Limiting the number of simultaneous requests for IP x.x.x.x. at apache level to 3 would ensure than only 3 of those 5 threads can be used by that IP, leaving 2 to the other IPs.
Raising the number of threads in WSGI config could help share the connection pool amongst clients by providing more granularity in the rate limits (you can limit to 3 for each of 4 providers and keep 5 more with a total of 17) but would not improve the overall performance, even if the server has idle cores, because the Python GIL prevents several threads to run at the same time.
Raising the number of threads to a high number like 100 may make the requests longer but would limit 503 responses. It might even be enough if the clients set their own concurrent requests limit not too high and if they don’t, I can enforce that with something like mod_limitipconn.
Raising the number of threads too much would make the requests so long that the clients would get timeouts instead of 503 which is not really better.

Current config below. Not sure what matters.

apachectl -V:

Server version: Apache/2.4.25 (Debian)
Server built:   2018-06-02T08:01:13
Server's Module Magic Number: 20120211:68
Server loaded:  APR 1.5.2, APR-UTIL 1.5.4
Compiled using: APR 1.5.2, APR-UTIL 1.5.4
Architecture:   64-bit
Server MPM:     event
  threaded:     yes (fixed thread count)
    forked:     yes (variable process count)

/etc/apache2/apache2.conf:

# KeepAlive: Whether or not to allow persistent connections (more than
# one request per connection). Set to "Off" to deactivate.
#
KeepAlive On

#
# MaxKeepAliveRequests: The maximum number of requests to allow
# during a persistent connection. Set to 0 to allow an unlimited amount.
# We recommend you leave this number high, for maximum performance.
#
MaxKeepAliveRequests 100

/etc/apache2/mods-available/mpm_worker.conf (but that shouldn’t matter in event more, right?):

<IfModule mpm_worker_module>
        StartServers                     2
        MinSpareThreads          25
        MaxSpareThreads          75
        ThreadLimit                      64
        ThreadsPerChild          25
        MaxRequestWorkers         150
        MaxConnectionsPerChild   0
</IfModule>

/etc/apache2/sites-available/my_app.conf:

WSGIDaemonProcess my_app threads=5

Answers

Chosen as BEST ANSWER

I ended up following a different approach. I added a limiter in the application code to take care of this.

"""Concurrency requests limiter

Inspired by Flask-Limiter
"""

from collections import defaultdict
from threading import BoundedSemaphore
from functools import wraps

from flask import request
from werkzeug.exceptions import TooManyRequests


# From flask-limiter
def get_remote_address():
    """Get IP address for the current request (or 127.0.0.1 if none found)

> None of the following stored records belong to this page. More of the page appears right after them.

PR #1514, opened 2019-07-19
Turn on elide_skipped_contexts

howardjohn:
Current any context across all branches will show up as "Skipped". This
change makes it so only tests that are run will be posted.

### DIFF
--- a/prow/plugins.yaml
+++ b/prow/plugins.yaml
@@ -8,6 +8,7 @@ triggers:
   - istio-ecosystem
   - istio-releases
   trusted_org: istio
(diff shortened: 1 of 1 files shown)


prow/plugins.yaml
```diff
@@ -7,6 +7,7 @@ triggers:
   - istio
   - istio-releases/pipeline
   trusted_org: istio
+  elide_skipped_contexts: true
 - repos:
   - istio-ecosystem/authservice
```
cjwagner: Enable here as well?

cjwagner (approved):

PR #1527, opened 2019-07-23
Move istio/pkg from CircleCi+Mergify to Prow+Tide.

geeknoid:


prow/cluster/jobs/istio/pkg/OWNERS
```diff
@@ -0,0 +1,3 @@
+approvers:
+  - geeknoid
+  - ozben
```
howardjohn: I don't think this is the right name?

geeknoid:
PS: how can I validate this stuff before submitting a PR and waiting for things to propagate?

prow/cluster/jobs/istio/pkg/OWNERS
geeknoid: Whoops, I used his Google alias rather than his GitHub alias.

prow/cluster/jobs/istio/pkg/istio.pkg.master.yaml
```diff
@@ -0,0 +1,79 @@
+job_template: &job_template
+  branches:
+    - "^master$"
+  decorate: true
+  path_alias: istio.io/pkg
+
+istio_container: &istio_container
```
fejta: I don't see any usage of `*istio_container` nor `*job_template`, I'd suggest removing this dead config.

prow/cluster/jobs/istio/pkg/istio.pkg.master.yaml
```diff
@@ -0,0 +1,79 @@
...
+              - -coverprofile=coverage.txt
+              - -covermode=atomic
+              - ./...
+            env:
+              - name: GO111MODULE
+                value: "on"
+        nodeSelector:
+          testing: test-pool
+
+postsubmits:
```
fejta: Remove?

fejta (approved):
/hold

cjwagner:
> PS: how can I validate this stuff before submitting a PR and waiting for things to propagate?

- The OWNERS file changes are validated by the `verify-owners` plugin.
- The config changes are validated by the `pull-test-infra-prow-checkconfig` presubmit job.
- To test the jobs themselves you can use [`phaino`](https://github.com/kubernetes/test-infra/tree/master/prow/cmd/phaino#phaino) locally.
   - I'm working on making it possible to run ProwJob pods locally in a kind cluster with local output to the host instead of upload to GCS. I still need to do some polishing, but it is technically working now if you want to give it a try: https://github.com/cjwagner/test-infra/blob/local-pod/prow/cmd/mkpod/local-kind.sh You'd just need to change the `mkpj` command to point to istio's job config instead of k8s'.

prow/cluster/jobs/istio/pkg/istio.pkg.master.yaml
geeknoid: I just did  cut & paste from the operator's job definitions. I've removed this, and removed the similar stuff from the operator's config too.

prow/cluster/jobs/istio/pkg/istio.pkg.master.yaml
geeknoid: Removed, and removed in the operator's config too.

fejta:
Will `bazel test //...` also run these tests? Ideally they will

prow/cluster/jobs/istio/pkg/istio.pkg.master.yaml
```diff
@@ -0,0 +1,62 @@
+job_template: &job_template
```
fejta: I still don't see this being used? Consider deleting.

fejta (approved):
/hold

prow/cluster/jobs/istio/pkg/istio.pkg.master.yaml
geeknoid: OK, deleted...

fejta (approved):
`/hold cancel` at your leisure! (or just remove the label without the command)

PR #1529, opened 2019-07-23
Adding privileged back to postsubmit

utka:
Privileged gives several benefits for this particular test, like ability to create symlinks outside of build context. I was able to walk around this particular symlink issue, but the test still fails to copy data to the bucket, it fails with insufficient permissions. We did not change bucket permissions, so I want to test if privileged going to help with this or not.

### DIFF
--- a/prow/cluster/jobs/istio/proxy/istio.proxy.master.yaml
+++ b/prow/cluster/jobs/istio/proxy/istio.proxy.master.yaml
@@ -115,6 +115,8 @@ postsubmits:
       - image: gcr.io/istio-testing/prowbazel:0.5.8
         command:
         - ./prow/proxy-postsubmit.sh
+        securityContext:
+          privileged: true
         resources:
           requests:
             memory: "8Gi"


fejta (commented):
Can you add some details about why?

utka:
Sorry, the issue with symlink warnings during build https://github.com/istio/istio/issues/15714

fejta:
I would like to either see something in the PR description or else a comment in the changed line.

utka:
Done. Updated description

fejta (commented):
> without privilege container the symlunk is not created

a) The description has sloppy grammar and spelling. Will you put in a bit more effort into this please?

b) This is not correct: docker and linux do not require privileged containers to create symlinks. Any chance you can dig into this issue a little more deeply to determine the root cause and a more robust fix?

utka:
Sure I can look more into it, but it was the most recent change before test started to fail.

utka:
I was able to fix symlink issues, but now I have problem with copying data to bucket, which i don't really understand, but I would like to test if privileged helps to solve that problem 
https://prow.istio.io/view/gcs/istio-prow/logs/proxy-postsubmit/630
WDYT? 

<blockquote><div><strong><a href="https://prow.istio.io/view/gcs/istio-prow/logs/proxy-postsubmit/630">proxy-postsubmit #630</a></strong></div></blockquote>

michelle192837 (approved):

michelle192837:
Have not found anything particular for a root cause, so willing to try this out for a bit to check. ^^

PR #3460, opened 2021-07-22
Add optional job for new istiodremote tests.

ericvn:
This defines new optional jobs which test the changes in https://github.com/istio/istio/pull/34262 and it's cherry-pick to release-11.

Once the tests are passing, will remove the optional here and remove the original tests in istio/istio tested by the multicluster job.


stevenctl (approved):
Could we start this off with `skip` so it doesn't trigger on every job

frankbu:
Old central istiod test is already removed in https://github.com/istio/istio/pull/34331 because it doesn't work anymore with the framework changes. So it would be good to start running these new tests as soon as possible after 34331 merges, since otherwise we'll have no integration testing of external control plane at all.

ericvn:
Merge the optional tests so they can be run manually in the PR with the tests: https://github.com/istio/istio/pull/34331

PR #3486, opened 2021-08-05
run pilot and security tests with Mixed protocol LB service feature gate turned on

su225:
Follow up of https://github.com/istio/test-infra/pull/3481
Required for https://github.com/istio/istio/pull/33817
I had missed turning it on for presubmit and some postsubmit. Doing it in this PR

Signed-off-by: su225 <suchithjn22@gmail.com>


howardjohn (commented):
Maybe it makes sense in istio/istio to just always use this if the k8s version is new enough? Then we can easily add it to other jobs (say when we want to test QUIC telemetry), etc.

su225:
@howardjohn - Done. Changed it.

howardjohn (approved):

PR #3487, opened 2021-08-05
Un hide,skip,optional the istiodremote tests

ericvn:
Now that the tests are merged.


stevenctl (approved):

stevenctl:
Can we start with `optional` so that we can see that its consistently not-flaky across many runs without requiring `/retest` on a lot of PRs.

PR #3499, opened 2021-08-10
Use writable directory for cache

howardjohn:
Recommended by GKE team to use this one; /prow is not writable so will
not work


jacob-delgado (approved):

chizhg:
This also broke the internal Prow...
FYI @jasonwzm

PR #3506, opened 2021-08-13
Add job for externalistiod pilot tests

frankbu:


prow/config/jobs/istio.yaml
```diff
@@ -176,6 +176,21 @@ jobs:
...
+    command:
+      - entrypoint
+      - prow/integ-suite-kind.sh
+      - --topology
+      - MULTICLUSTER
+      - --topology-config
+      - prow/config/topology/external-istiod.json
+      - test.integration.pilot.kube
+    requirements: [kind]
+    modifiers: [presubmit_optional]
```
stevenctl: Should also start with skipped, or this will trigger for every PR

stevenctl (approved):

PR #3511, opened 2021-08-17
Remove multicluster label

frankbu:
It looks like @su225 sent a PR to remove the `multicluster` labels at the same time I sent a PR to add the new istiodremote job, which also had the label.

### DIFF
--- a/prow/config/jobs/istio.yaml
+++ b/prow/config/jobs/istio.yaml
@@ -171,13 +171,11 @@ jobs:
       - prow/config/topology/external-istiod.json
       - test.integration.pilot.kube
     requirements: [kind]
+    resources: multicluster
     modifiers:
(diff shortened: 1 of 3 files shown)


prow/config/jobs/istio.yaml
```diff
@@ -171,13 +171,11 @@ jobs:
       - prow/config/topology/external-istiod.json
       - test.integration.pilot.kube
     requirements: [kind]
+    resources: multicluster
```
frankbu, line 174: ^^^ @stevenctl, is this needed? What is it for? I noticed it's set for all the other mc tests.

howardjohn: Looks like it just increases CPU

howardjohn (approved):

PR #3517, opened 2021-08-24
Initial steps to replace `prow-bot`, `prow-deployer`, `istio-prow-test-job`, and `boskos` SA keys with Workload Identity.

cjwagner:
The Prow components using the SA key in the `prow-service-account` secret should be able to rely on the already configured workload identity. I updated the IAM rules so we can just remove those mounts entirely.

After this merges I'll bind the SAs and make another PR to start using them.

/assign @chaodaiG


chaodaiG (approved):
/hold
unhold when ready

PR #3518, opened 2021-08-24
Run periodic update jobs to update envoyproxy/envoy v1.19 branch

jacob-delgado:


Makefile.core.mk
```diff
@@ -31,6 +31,7 @@ generate-config:
 	@(cd prow/config/cmd; go run generate.go write)
 	@rm -fr prow/cluster/jobs/istio-private/*/*.gen.yaml
 	@go run prow/genjobs/main.go --configs=./prow/config/istio-private_jobs
+	@go run prow/genjobs/main.go --configs=./prow/config/istio-private_jobs
```
jwendell: why duplicate this?

prow/config/jobs/envoy-1.11.yaml
```diff
@@ -0,0 +1,67 @@
...
+
+- name: update-proxy
+  types: [periodic]
+  interval: 24h
+  command:
+  - ../test-infra/tools/automator/automator.sh
+  - --org=istio
+  - --repo=proxy
+  - "--title=Automator: update envoy@$AUTOMATOR_SRC_BRANCH in $AUTOMATOR_ORG/$AUTOMATOR_REPO@$AUTOMATOR_BRANCH"
+  - --labels=auto-merge
```
jwendell, line 49: Not sure if we want automatic stuff being merged in a micro release...

jwendell (changes requested):

Makefile.core.mk
jacob-delgado: Fixed. I was going to remove the `istio-private.envoy` file. Decided not to remove it.

prow/config/jobs/envoy-1.11.yaml
jacob-delgado: We do for 1.10. The @istio/wg-networking-maintainers group wanted Istio to no longer have to maintain istio/envoy.

ericvn:
Slightly different way in https://github.com/istio/test-infra/pull/3521 where I moved the job to proxy instead of using envoy. Not sure which way is better.

jacob-delgado:
Closed in lieu of Eric's PR

PR #3520, opened 2021-08-25
Continue migrating service account keys to workload identity.

cjwagner:
Follow up to https://github.com/istio/test-infra/pull/3517
I've already bound the `prowjob-default-sa` and `prow-deployer` service accounts.
Commits:
- Fixes an issue with the build cluster service accounts (they were pruned before they were applied due to a bad label value). And switches test-infra-trusted cluster to WI.
- Makes jobs using `prow-deployer` credentials switch to workload identity and stop using config generation (doesn't support `serviceAccountName` field and doesn't seem necessary here).
- Cleans up unused `deploy` genjobs requirements and `preset-prow-deployer-service-account`.

/assign @chaodaiG


chaodaiG:
please fix merge conflict

chaodaiG (approved):

cjwagner:
Fixed another merge conflict.

chaodaiG (approved):

prow/config/jobs/test-infra.yaml
```diff
@@ -31,62 +31,6 @@ jobs:
...
-    command:
-    - make
-    - -C
-    - boskos
-    - deploy
-    requirements: [deploy]
-    node_selector:
-        prod: prow
-
-  - name: deploy-boskos-config
```
howardjohn, line 76: Why did we move it? This may limit our auto-image updater, etc.

if there are limitations in the job generation we should address those IMO. If its just serviceAccountName missing we will probably need that anyways for our other (istio dev team owned) jobs currently using SA keys

fejta (approved):
/hold

prow/config/jobs/test-infra.yaml
cjwagner: I moved these jobs because they are infrastructure jobs that should be managed by our oncall team. We're not really familiar with Istio's job generator so I think it makes more sense for these jobs to be defined directly in Prow config like we're used to. Even if the job generation is updated to support serviceAccountName, I'd prefer to avoid the extra generation step; I don't think it is really adding value for these 3 jobs.

> This may limit our auto-image updater, etc.

Could you elaborate on this concern please? I wouldn't expect this to change to cause problems with auto image bumping, directly defined jobs should also be bumped. If that is not the case then that seems like the area to fix to me.

PR #3521, opened 2021-08-25
Fix periodic proxy update jobs

ericvn:
I noticed the periodic check to update the 1.11 release stream to the new envoy changes from yesterday. There is no `envoy-1.11` job, and I don't know that one is really needed since we don't have a envoy release-branch.  So, I moved the job from the envoy job to the proxy job, and then updated the proxy-1.11 job to include it as well.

    This won't work behind a proxy. See flask-limiter docs.
    """
    return request.remote_addr or '127.0.0.1'


class NonBlockingBoundedSemaphore(BoundedSemaphore):
    def __enter__(self):
        ret = self.acquire(blocking=False)
        if ret is False:
            raise TooManyRequests(
                'Only {} concurrent request(s) allowed'
                .format(self._initial_value))
        return ret


class ConcurrencyLimiter:

    def __init__(self, app=None, key_func=get_remote_address):
        self.app = app
        self.key_func = key_func
        if app is not None:
            self.init_app(app)

    def init_app(self, app):
        self.app = app
        app.extensions = getattr(app, 'extensions', {})
        app.extensions['concurrency_limiter'] = {
            'semaphores': defaultdict(dict),
        }

    def limit(self, max_concurrent_requests=1):
        def decorator(func):
            @wraps(func)
            def wrapper(*args, **kwargs):
                # Limiter not initialized
                if self.app is None:
                    return func(*args, **kwargs)
                identity = self.key_func()
                sema = self.app.extensions['concurrency_limiter'][
                    'semaphores'][func].setdefault(
                        identity,
                        NonBlockingBoundedSemaphore(max_concurrent_requests)
                    )
                with sema:
                    return func(*args, **kwargs)
            return wrapper
        return decorator


limiter = ConcurrencyLimiter()


def init_app(app):
    """Initialize limiter"""

    limiter.init_app(app)
    if app.config['AUTHENTICATION_ENABLED']:
        from h2g_platform_core.api.extensions.auth import get_identity
        limiter.key_func = get_identity

Then all I need to do is apply that decorator to my views:

@limiter.limit(1)  # One concurrent request by user
def get(...):
    ...

In practice, I only protected the ones that generate high traffic.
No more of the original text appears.